Kritik atau Pembekuan? Kebebasan Mahasiswa dalam Sorotan
Kampartrapost- Badan Eksekutif Mahasiswa Fakultas Ilmu Sosial dan Ilmu Politik Universitas Airlangga (BEM FISIP Unair) baru-baru ini mengalami pembekuan setelah menerbitkan sindiran.
Sindiran itu terkait pelantikan Presiden Prabowo Subianto dan Wakil Presiden Gibran Rakabuming Raka.
Kejadian ini memicu perhatian publik dan pernyataan dari Ketua Komisi X DPR RI.
Hetifah Sjaifudian, yang menegaskan pentingnya menjaga kebebasan berorganisasi bagi mahasiswa.
“Kebebasan berpendapat dan berorganisasi harus dijaga. Organisasi mahasiswa tidak seharusnya dibekukan hanya karena kritik atau pendapat yang berbeda,” ujar Hetifa.
Dia menekankan bahwa jika ada masukan atau teguran, sebaiknya harus secara konstruktif, bukan dengan langkah yang ekstrem seperti pembekuan organisasi.
Sebelumnya, Dekanat FISIP Unair mencabut SK pembekuan fungsionaris BEM setelah mengadakan audiensi dengan pimpinan BEM.
Dalam pertemuan tersebut, Dekan FISIP Unair, Prof. Bagong Suyanto, menegaskan bahwa penting untuk menyampaikan aspirasi mahasiswa.
Penyampaian ini harus dengan bahasa yang sesuai dan menjaga marwah akademik.
“Setelah berbicara dari hati ke hati, kami sepakat untuk tidak menggunakan diksi yang kasar. Kita perlu menghargai kultur akademis yang ada,” ungkap Prof.
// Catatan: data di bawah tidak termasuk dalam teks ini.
PR #6615, opened 2022-11-03
New fulfillment impacted plugins

sujithvn:

Resolves #6471 
Impact: **breaking**
Type: **feature**

## Issue

## Solution

This PR is 4th entry (new-fulfillment-impacted-plugins)

## PR Details in order

```
feat/fulfillment-types
 | 
 |        | __ new-fulfillment-type-shipping      #6614
 |__ new-fulfillment-impacted-plugins. [carts, products, orders, catalogs]  <--- This PR #6615 
 |__ new-placeOrder refactor validateOrder #6616 

```
We shall change the base branch of the 3 existing PRs (i18n #6545, dataMigration #6544, setDefaultFFtype #6543) to  point to 00 fulfillment base

##### CARTS

##### CATALOGS

##### PRODUCTS

##### ORDERS

##### Integration Tests updated
* Updated the integration tests to match the changes in plugins.

## Breaking changes

## Testing


apps/reaction/package.json
```diff
@@ -20,51 +20,55 @@
     "url": "https://github.com/reactioncommerce/reaction/issues"
   },
   "dependencies": {
-    "@reactioncommerce/api-core": "2.0.1",
```
vanpho93: This seems wrong. New dep versions are downgrades from the old ones?

packages/api-plugin-carts/src/util/updateCartFulfillmentGroups.js
```diff
@@ -1,61 +1,123 @@
...
+ * @summary Figures out from which fulfillment groups the item should be removed
  * @param {Object[]} currentGroups The current cart fulfillment groups array
- * @param {String[]} supportedFulfillmentTypes Array of fulfillment types supported by the item
+ * @param {String} itemId Id of the item to be removed
+ * @param {String} shopId The ID of the shop that owns the item (product)
+ * @returns {Object[]|null} The groups array or null if no viable group
+ */
+function determineRemoveFromGroups(currentGroups, itemId, shopId) {
+  let removeFromGroups = currentGroups.map((group) => {
+    if (group.itemIds && group.itemIds.includes(itemId) && shopId === group.shopId) {
```
vanpho93: This can work too.

```suggestion
    if (group.itemIds?.includes?.(itemId) && shopId === group.shopId) {
```

packages/api-plugin-carts/src/util/updateCartFulfillmentGroups.js
```diff
@@ -1,61 +1,123 @@
...
+      return group;
+    }
+    return null;
+  });
+  removeFromGroups = removeFromGroups.filter((group) => !!group); // remove nulls
+  // If the item is present in more that one Fulfillment group, we remove it from all(for backward compatibility)
+  return removeFromGroups || null;
```
vanpho93: `|| null` is redundant. 

```suggestion
  return _.compact(removeFromGroups);
```

packages/api-plugin-carts/src/util/updateCartFulfillmentGroups.js
```diff
@@ -1,61 +1,123 @@
...
+ * @returns {undefined}
+ */
+function checkAndAddToGroup(currentGroups, fulfillmentType, item) {
+  let removeFromGroups = determineRemoveFromGroups(currentGroups, item._id, item.shopId);
+  if (removeFromGroups && removeFromGroups.length > 0) {
+    removeFromGroups = (removeFromGroups || []).map((group) => {
+      group.itemIds = (group.itemIds || []).filter((itemId) => item._id !== itemId);
+      return group;
+    });
+  }
```
vanpho93: I think there are many redundant null checks.
There is no need to reassign `removeFromGroups`, for each is enough.
```suggestion
  const removeFromGroups = determineRemoveFromGroups(currentGroups, item._id, item.shopId);
removeFromGroups.forEach((group) => {
  group.itemIds = _.pull(group.itemIds, "itemId");
});
```

packages/api-plugin-carts/src/util/updateCartFulfillmentGroups.js
```diff
@@ -1,61 +1,123 @@
...
+      shopId: item.shopId,
+      type: fulfillmentType
+    });
+  } else if (!addToGroup.itemIds) {
+    // If there is a compatible group but it has no items array, add one with just this item in it
+    addToGroup.itemIds = [item._id];
+  } else if (!addToGroup.itemIds.includes(item._id)) {
+    // If there is a compatible group with an items array but it is missing this item, add this item ID to the array
+    addToGroup.itemIds.push(item._id);
+  }
```
vanpho93:
```suggestion
addToGroup.itemIds = _.uniq([...addToGroup.itemIds || [], item._id]);
```

packages/api-plugin-carts/src/util/updateCartFulfillmentGroups.js
```diff
@@ -1,61 +1,123 @@
...
+        supportedFulfillmentTypes = ["shipping"]; // we use 'shipping' as default fulfillment type for old v1 carts (prior to fulfillment types)
+      } else {
+        throw new ReactionError("not-found", "Product does not have any supported FulfillmentTypes");
+      }
     }
 
-    // Out of the current groups, returns the one that this item should be in by default, if it isn't
-    // already in a group
-    const group = determineInitialGroupForItem(currentGroups, supportedFulfillmentTypes, item.shopId);
+    if (selectedFulfillmentType && !supportedFulfillmentTypes.includes(selectedFulfillmentType)) {
```
vanpho93: Should create a separate function to avoid too many if else and long function.

```js
const normalizeSelectedFulfillmentType = (selectedFulfillmentType) {
  if (_.isNil(selectedFulfillmentType)) {
    const hasOnlyOneSupportedFulfillmentType = supportedFulfillmentTypes.length === 1;
    if (hasOnlyOneSupportedFulfillmentType) return _.first(supportedFulfillmentTypes);
   return "undecided";
  }
  if(!supportedFulfillmentTypes.includes(selectedFulfillmentType)) {
    throw new ReactionError("not-found", "Selected fulfillmentType is not supported by the Product");
  }
  return selectedFulfillmentType;
}
```

packages/api-plugin-carts/src/util/updateCartFulfillmentGroups.js
```diff
@@ -1,61 +1,123 @@
...
+      } else {
+        selectedFulfillmentType = "undecided";
+      }
     }
-  });
+    // check if the selectedFulfillmentType is an 'enabled' fulfillmentType, if not set is 'undecided'
+    /* eslint-disable no-await-in-loop */
+    const enabledFulfillmentTypeObjs = await Fulfillment.find({ "shopId": item.shopId, "provider.enabled": true }).toArray();
+    /* eslint-enable no-await-in-loop */
+    let enabledFulfillmentTypes = (enabledFulfillmentTypeObjs || []).map((ffType) => ffType.fulfillmentType);
```
vanpho93: Try to avoid `let`.

```suggestion
    const enabledFulfillmentTypes = enabledFulfillmentTypeObjs.map((ffType) => ffType.fulfillmentType).filter((type) => _.isString(type));
```

packages/api-plugin-carts/src/schemas/cart.graphql
```diff
@@ -340,6 +352,24 @@ input AddCartItemsInput {
...
+  cartToken: String
+
+  "An optional string identifying the mutation call, which will be returned in the response payload"
+  clientMutationId: String
+
+  "Fulfillment Type to be assigned to the items"
+  fulfillmentType: String!
+
+  "Array of item IDs for which selectedFulfillmentType has to be updated"
+  items: [String]!
```
aldeed: `itemIds` would be a clearer name

packages/api-plugin-carts/src/simpleSchemas.js
```diff
@@ -225,6 +226,16 @@ const ShippingMethod = new SimpleSchema({
...
+  "fulfillmentMethod": {
+    type: String,
+    optional: true,
+    label: "Method name identifier Internal"
+  },
+  "displayMessageMethod": {
+    type: String,
+    optional: true,
+    label: "Display message to show in UI for this Method"
+  },
```
aldeed, line 238: I believe `fulfillmentMethod` is sort of a subtype, corresponding with the providing package (e.g. flat rate vs dynamic rate, but both are "shipping" type). The problem is that the project already uses the term "method" for individual methods, so it seems confusing. I think some other ecommerce platforms use `fulfillmentProvider`, and that makes more sense to me. @zenweasel

packages/api-plugin-carts/src/simpleSchemas.js
```diff
@@ -733,6 +744,19 @@ export const CartItem = new SimpleSchema({
     blackbox: true
   },
   "updatedAt": Date,
+  "selectedFulfillmentType": {
+    type: String,
+    allowedValues: ["undecided"], // extended with dynamic values in fulfillment plugin startup
```
aldeed, line 749: Another option would be to have fulfillment plugins include an array in their plugin registration options:

```js
{
  fulfillmentTypes: ["shipping"]
}
```

Then use `registerPluginHandler` in this cart plugin to read all of the `plugin.fulfillmentTypes` and add them all to `allowedValues` in the schema. That way all cart schema changes will happen in the cart plugin, which makes the most sense to me.

Something similar is how payment methods, address validation methods, etc. are registered from individual plugins.

packages/api-plugin-carts/src/util/updateCartFulfillmentGroups.js
```diff
@@ -1,61 +1,123 @@
...
+      if (supportedFulfillmentTypes.length === 1) {
+        ([selectedFulfillmentType] = supportedFulfillmentTypes);
+      } else {
+        selectedFulfillmentType = "undecided";
+      }
     }
-  });
+    // check if the selectedFulfillmentType is an 'enabled' fulfillmentType, if not set is 'undecided'
+    /* eslint-disable no-await-in-loop */
+    const enabledFulfillmentTypeObjs = await Fulfillment.find({ "shopId": item.shopId, "provider.enabled": true }).toArray();
```
aldeed: It seems like you could add `fulfillmentType: selectedFulfillmentType` to the query object and use `findOne` instead of `find().toArray()`. Then you don't need to do any of the array mapping and checking in code and the db operation will be faster.

aldeed (changes requested):
See a few suggestions, but overall this seems on the right track. I am not sure I like the "undecided" group. What if someone registers a fulfillment type plugin with the name "undecided"? If this ability is necessary, you could make the `group.type` field optional and have `null` mean undecided. But it seems like the best approach would be to have a required shop default and use that.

Bagong.
Keputusan ini menunjukkan harapan agar mahasiswa bisa lebih kritis dan tetap berperan aktif dalam organisasi mereka.
Kejadian ini menjadi sorotan karena menunjukkan dilema antara kebebasan akademik dan tanggung jawab dalam menyampaikan kritik.
Masyarakat dan mahasiswa kini menunggu perkembangan selanjutnya.
Mengenai bagaimana kampus akan mengelola kebebasan berekspresi di lingkungan akademis.